* [What the task asks] Filter the entries, keeping every line with the string "French".

*** Opening of Source material ***

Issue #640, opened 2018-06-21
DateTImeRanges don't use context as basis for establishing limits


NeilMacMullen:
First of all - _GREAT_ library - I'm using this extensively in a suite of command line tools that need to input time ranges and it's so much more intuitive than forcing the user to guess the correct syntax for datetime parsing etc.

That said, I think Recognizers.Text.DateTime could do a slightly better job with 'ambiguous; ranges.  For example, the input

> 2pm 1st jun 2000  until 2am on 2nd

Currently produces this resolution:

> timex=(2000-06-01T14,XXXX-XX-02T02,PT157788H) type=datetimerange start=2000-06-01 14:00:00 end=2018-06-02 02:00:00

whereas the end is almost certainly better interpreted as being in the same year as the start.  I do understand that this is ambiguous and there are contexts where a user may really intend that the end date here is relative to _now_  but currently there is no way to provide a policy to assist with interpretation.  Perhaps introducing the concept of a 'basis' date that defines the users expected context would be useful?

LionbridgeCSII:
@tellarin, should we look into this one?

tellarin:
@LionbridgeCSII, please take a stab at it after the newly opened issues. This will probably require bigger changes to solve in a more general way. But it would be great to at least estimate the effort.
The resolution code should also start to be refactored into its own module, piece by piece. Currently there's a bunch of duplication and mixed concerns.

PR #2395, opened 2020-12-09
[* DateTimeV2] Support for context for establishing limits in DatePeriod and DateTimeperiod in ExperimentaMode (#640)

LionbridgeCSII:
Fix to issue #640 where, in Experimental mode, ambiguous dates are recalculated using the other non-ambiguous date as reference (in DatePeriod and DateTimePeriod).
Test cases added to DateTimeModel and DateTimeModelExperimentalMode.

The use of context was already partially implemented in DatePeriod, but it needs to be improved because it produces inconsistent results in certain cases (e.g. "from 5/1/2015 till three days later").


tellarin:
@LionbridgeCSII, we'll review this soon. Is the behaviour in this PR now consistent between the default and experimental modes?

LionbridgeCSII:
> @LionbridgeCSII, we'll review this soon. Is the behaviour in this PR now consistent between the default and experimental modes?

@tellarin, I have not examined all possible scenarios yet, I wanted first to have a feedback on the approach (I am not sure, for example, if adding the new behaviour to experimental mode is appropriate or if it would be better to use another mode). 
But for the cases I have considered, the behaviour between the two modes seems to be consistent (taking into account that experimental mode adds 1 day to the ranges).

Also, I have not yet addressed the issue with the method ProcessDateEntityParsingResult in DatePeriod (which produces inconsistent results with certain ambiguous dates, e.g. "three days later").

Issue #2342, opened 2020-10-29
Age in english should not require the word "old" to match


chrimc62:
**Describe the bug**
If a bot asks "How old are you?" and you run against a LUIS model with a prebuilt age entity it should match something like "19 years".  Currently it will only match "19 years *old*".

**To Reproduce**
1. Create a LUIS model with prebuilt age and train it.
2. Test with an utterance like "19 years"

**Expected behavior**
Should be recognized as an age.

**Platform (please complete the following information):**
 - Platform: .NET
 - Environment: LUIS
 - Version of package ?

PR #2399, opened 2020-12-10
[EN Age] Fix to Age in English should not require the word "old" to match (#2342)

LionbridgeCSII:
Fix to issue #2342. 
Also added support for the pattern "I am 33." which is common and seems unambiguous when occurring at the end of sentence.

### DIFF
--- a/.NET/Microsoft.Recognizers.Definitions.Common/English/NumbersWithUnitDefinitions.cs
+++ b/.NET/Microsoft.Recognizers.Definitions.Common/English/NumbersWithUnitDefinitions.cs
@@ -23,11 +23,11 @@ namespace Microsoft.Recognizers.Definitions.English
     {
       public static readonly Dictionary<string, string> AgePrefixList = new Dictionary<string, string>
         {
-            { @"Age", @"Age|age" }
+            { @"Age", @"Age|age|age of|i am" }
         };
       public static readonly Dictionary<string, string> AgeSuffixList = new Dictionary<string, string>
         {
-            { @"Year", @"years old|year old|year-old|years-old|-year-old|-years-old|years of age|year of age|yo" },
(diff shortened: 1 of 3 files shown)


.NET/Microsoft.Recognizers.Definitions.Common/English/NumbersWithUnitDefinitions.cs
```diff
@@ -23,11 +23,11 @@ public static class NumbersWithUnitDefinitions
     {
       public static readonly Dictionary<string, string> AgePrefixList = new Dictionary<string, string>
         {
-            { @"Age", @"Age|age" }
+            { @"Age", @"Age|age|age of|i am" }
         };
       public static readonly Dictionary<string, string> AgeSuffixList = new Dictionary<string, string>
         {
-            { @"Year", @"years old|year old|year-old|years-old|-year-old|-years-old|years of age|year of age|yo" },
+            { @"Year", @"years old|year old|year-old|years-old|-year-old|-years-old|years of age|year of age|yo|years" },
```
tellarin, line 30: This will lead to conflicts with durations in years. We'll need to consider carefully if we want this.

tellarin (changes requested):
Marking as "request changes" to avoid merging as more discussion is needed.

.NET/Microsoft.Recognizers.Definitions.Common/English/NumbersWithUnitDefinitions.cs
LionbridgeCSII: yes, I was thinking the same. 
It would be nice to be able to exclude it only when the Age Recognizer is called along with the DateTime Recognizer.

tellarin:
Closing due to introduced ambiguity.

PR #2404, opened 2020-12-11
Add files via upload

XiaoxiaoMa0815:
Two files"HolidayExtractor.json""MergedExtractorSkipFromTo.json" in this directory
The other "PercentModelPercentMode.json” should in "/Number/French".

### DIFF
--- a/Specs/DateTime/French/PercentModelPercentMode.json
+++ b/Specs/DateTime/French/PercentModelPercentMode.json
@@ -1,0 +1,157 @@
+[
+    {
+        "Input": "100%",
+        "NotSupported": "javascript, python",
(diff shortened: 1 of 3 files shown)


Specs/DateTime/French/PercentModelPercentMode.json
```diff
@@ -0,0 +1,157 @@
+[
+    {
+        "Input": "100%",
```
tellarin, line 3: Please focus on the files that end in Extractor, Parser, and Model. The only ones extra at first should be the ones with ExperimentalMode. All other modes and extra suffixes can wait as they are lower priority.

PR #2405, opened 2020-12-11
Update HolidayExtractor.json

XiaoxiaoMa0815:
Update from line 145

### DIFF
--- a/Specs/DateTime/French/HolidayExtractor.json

*** Close of Source material ***

* [Task output]
The other "PercentModelPercentMode.json” should in "/Number/French".
--- a/Specs/DateTime/French/PercentModelPercentMode.json
+++ b/Specs/DateTime/French/PercentModelPercentMode.json
Specs/DateTime/French/PercentModelPercentMode.json
--- a/Specs/DateTime/French/HolidayExtractor.json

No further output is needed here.